The following op-ed was co-authored by Charles Duan, director of the Patent Reform Project at Public Knowledge.


It’s been almost 10 years since Stephanie Lenz was informed by Universal Music Group that the video she filmed and uploaded to YouTube of her infant bopping up and down to Prince’s “Let’s Go Crazy” violated the music giant’s copyright. But a request filed recently by U.S. Supreme Court seeking the U.S. solicitor-general‘s opinion on some of the case’s thornier questions could mean the “dancing baby” soon will be before the highest court in the land.

Lenz’s video was one of many UMG asked to be taken down as part of a public purge of people using the Purple One’s music online. While copyright law usually disallows using someone else’s music without permission, there is an important exception that allows anyone to borrow from a copyrighted work without permission: the exception called “fair use.”

Fair use recognizes that a lot of everyday activities—quoting news sources, showing snippets of online search results, parodying songs, recording TV shows for later viewing—require some amount of copying that should not be considered infringement.

The doctrine goes as far back as 18th century England, although it wasn’t codified in U.S. statute until the Copyright Act of 1976. The 1841 case of Folsom v. Marsh helped outline the determining factors of fair use: the use must be transformative in nature, the amount of the work taken must be limited and it shouldn’t undermine the original work’s commercial value.

Section 512 of the Digital Millennium Copyright Act allows content owners to petition intermediaries like YouTube to take down content they believe infringes their copyrights. The intermediary provides notice to the user, who then may contest the petition. That’s exactly what Lenz did in 2007, sending two counter-notifications claiming her 29-second video was fair use. YouTube brought the video back online within a month of the takedown request.

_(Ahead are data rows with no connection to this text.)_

PR #1441, opened 2024-12-16
Add parallelization to RITS inference

arielge:
Adds parallelization from the client side. Could probably be improved further with multiprocessing but this already provides a very significant speedup


elronbandel (approved):
This can definitely work, though not necessarily ensure you dont hit the limit. For now it's good, in the future it is better to use the implementation we have for LightLLM where the below the limit is gurenteed.

PR #1445, opened 2024-12-19
try see if TestExample is triggered

dafnapension:


dafnapension:
Passed all tests, including Example Test alright.

PR #1459, opened 2024-12-26
Add MapReduceMetric a new base class to integrate all metrics into

elronbandel:


src/unitxt/api.py
```diff
@@ -198,8 +198,12 @@ def load_dataset(
     ).with_transform(loads_instance)
 
 
-def evaluate(predictions, data) -> EvaluationResults:
-    return _compute(predictions=predictions, references=data)
+def evaluate(
+    predictions, dataset: Union[Dataset, IterableDataset], data=None
+) -> EvaluationResults:
+    if data is not None:
+        dataset = data  # for backward compatibility
```
dafnapension, line 205: What if both are not None?

elronbandel: I wanted to rename `data` to `dataset` to have consistent name with load_dataset and create_dataset and DatasetRecipe but yet have backward compatibility for code using `data=`

dafnapension (approved):

src/unitxt/metrics.py
```diff
@@ -317,6 +317,318 @@ def update_and_adjust_global_score(
...
+
+class ConfidenceIntervalMixin(Artifact):
+    n_resamples: int = 1000
+    confidence_level: float = 0.95
+    ci_score_names: List[str] = None
+
+    @abstractmethod
+    def _sample_to_scores(self, sample: List[Any]) -> Dict[str, Any]:
+        pass
+
```
dafnapension, line 335: to my understanding, score_names might include instance metrics as well as global metric.
For instance metric, the instance scores are already computed, and why compute them again?

PR #1465, opened 2025-01-01
Mm updates

alfassy:
DocVQA lmms-eval version added. Default template set and tested vs original. Tested vs lmms-eval with slightly lower accuracy - to be fixed in later update
InfoVqa lmms-eval version added. Default template set and tested vs original. Tested vs lmms-eval with slightly lower accuracy - to be fixed in later update
ChartQA lmms-eval version added. Default template set and tested vs original. Added relaxed_corectness metric. added qa.with_context.with_type task. Accuracy similar to original - ready for use.
AI2D default template set and tested vs original. Added exact_match_mm metric. Accuracy similar to original - ready for use.


alfassy:
I see the errors, will fix and commit fixes.

elronbandel (approved):

PR #1493, opened 2025-01-07
complete json_cache to read missing artifacts also from github catalog

dafnapension:


elronbandel:
Fixed in: https://github.com/IBM/unitxt/pull/1494

PR #60, opened 2018-09-24
Add section on extending P4Runtime for non-PSA architectures in spec

antoninbas:
I didn't want to keep this section too long, it mostly gathers
information which is otherwise spread through the specification. This is
based on my experience extending P4Runtime to support Barefoot-specific
architectures.

### DIFF
--- a/docs/v1/P4Runtime-Spec.mdk
+++ b/docs/v1/P4Runtime-Spec.mdk
@@ -242,7 +242,7 @@ P4Runtime:
   Switch Architecture (PSA) externs (&eg; Counters, Meters, Action Profiles,
   ...).
 * Runtime control of architecture-specific (non-PSA) externs, through an
-  extensions mechanism.
+  extension mechanism.
 * Basic session management for Software-Defined Networking (SDN) use-cases,
   including support for controller replication to enable control-plane
   redundancy.
@@ -690,7 +690,7 @@ controller describes the role configuration, &ie; which operations, P4 entities,
 behaviors, etc. are in the scope of a given role. An unset `role.config` implies
 "full pipeline access" as well (similar to the default role explained above). In
 order to support different role definition schemes, `role.config` is defined as
-a `Any` Protobuf message [@ProtoAny]. Such schemes are out-of-scope of this
+an `Any` Protobuf message [@ProtoAny]. Such schemes are out-of-scope of this
 document. When partitioning of the control plane is desired, the P4Runtime
 client(s) and server need to agree on a role definition scheme in an
 out-of-band fashion.
@@ -864,7 +864,7 @@ message PkgInfo {
   string description = 2;
 }
 ~ End Proto
-## ID Allocation for P4Info Objects
+## ID Allocation for P4Info Objects { #sec-id-allocation}
 
 P4Info objects receive a unique ID, which is used to identify the object in
 P4Runtime messages. IDs are 32-bit unsigned integers which are assigned by the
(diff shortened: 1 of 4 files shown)


docs/v1/P4Runtime-Spec.mdk
```diff
@@ -1342,10 +1346,45 @@ The `Digest` message defines the following fields:
...
+
+`Extern` messages are used to specify all extern instances across all extern
+types for a non-PSA architecture. This is useful when extending P4Runtime to
+support a new architetcure. Each architecture-specific extern type corresponds
+to at most one `Extern` message instance in P4Info. The `Extern` message defines
+the following fields:
+
+* `extern_type_id`, a 32-bit unsigned integer which uniquely identifies the
+  extern type in the context of the architecture. It must be in the [reserved
+  range](#sec-id-allocation) `[0x81, 0xfe]`. Note that this value does not need
```
jafingerhut: Is the entire 32-bit value restricted to the range [0x81, 0xfe]?  Or merely the most significant 8 bits or something like that?  Seems like very narrow restriction for a 32-bit value, unless it is 32-bits just for convenience and only values in range [0, 255] are expected to be supported.

jafingerhut: Except for this small probably-easily-resolved question, which is likely to be more about my ignorance of the wider context than something wrong with the changes, this LGTM.  I am probably the least steeped in the details of P4Runtime of the 3 people you asked to review this, though.

chrispsommers:
@jafingerhut  I only had those nits to report, that's why I "approved" with LGTM.  Thanks for clarifying.

antoninbas:
@chrispsommers I'm also confused. Did you leave any comments apart from approving?

docs/v1/P4Runtime-Spec.mdk
antoninbas: This is the type id so yes it is restricted to this range since it is used as the most significant 8 bits of the instance id for each extern instance of this type. It is 32 bits just for convenience (the value actually comes from an enum member).

docs/v1/P4Runtime-Spec.mdk
```diff
@@ -1027,6 +1027,10 @@ control plane. This message contains the following fields:
 * `is_const_table`, a boolean flag indicating that the table is filled with
   static entries and cannot be modified by the control plane at runtime.
 
+* `other_properties`, a `Any` Protobuf message [@ProtoAny] to embed
```
chrispsommers: nit: an `Any`

docs/v1/P4Runtime-Spec.mdk
```diff
@@ -1342,10 +1346,45 @@ The `Digest` message defines the following fields:
...
+* `extern_type_name`, which specifies the fully-qualified P4 name of the extern
+  type.
+
+* `instances`, a repeated field of `ExternInstance` Protobuf messages, with each
+  entry corresponding to a separate P4 instance of the extern. The
+  `ExternInstance` in turn defines the following fields:
+
+  * `preamble`, a `Preamble` message with the ID, name, and alias of this digest
+    instance.
+  * `info`, a `Any` Protobuf message [@ProtoAny] which is used to embed
```
chrispsommers: nit: an `Any`

chrispsommers:
@antoninbas @jafingerhut  My comments didn't get submitted initially, my bad.

antoninbas:
Fixed typos, please take another look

While the dancing baby video is pretty clearly in line with what courts have determined to be fair use, another important question is whether Universal should have been allowed to send that takedown notice in the first place. The DMCA prescribes penalties for anyone who “knowingly materially misrepresents…that material or activity is infringing.” Lenz pursued that claim and, in September 2015, the 9th U.S. Circuit Court of Appeals agreed that Universal had an obligation to consider fair use before sending a takedown notice. Alas, the Ninth Circuit found, relying on a 2004 precedent, to escape penalties, Universal just had to show that it had “formed a subjective good faith belief” that the video was not fair use.

The Constitution provides limited protections for copyrighted works. As technology has become more complex, Congress and the courts have found ways to accommodate artists who need protection, while ensuring that core protections like fair use remain strong. If nothing more than a “subjective good faith belief” need be taken into consideration, overzealous content owners can censor or block things they don’t like without consideration for how much is used. Indeed, overly broad copyright enforcement powers can stifle both creativity and free expression.

Intermediaries like Google receive more than 20 million notices of content infringement each day. The content industry has built automated systems to weed out infringing content, in a process the copyright holders describe as a time-consuming “whack-a-mole” problem. But as the takedown industry becomes automated, do these new robot lawyers actually account for things like fair use, as the law requires? The Lenz case is important because, while art should be protected, it should not be at the cost of silencing free speech or deterring others from creating transformative works.

Who would have thought the future of copyright law would remain in the hands of a dancing baby whose only concern was holding onto his toy car? Were it not for Prince’s “purple purge” and one very enthusiastic mother, this seemingly run-of-the-mill notice-and-takedown likely would not have crossed a court’s radar. Now, it’s time for the Supreme Court to weigh in and strike the proper balance.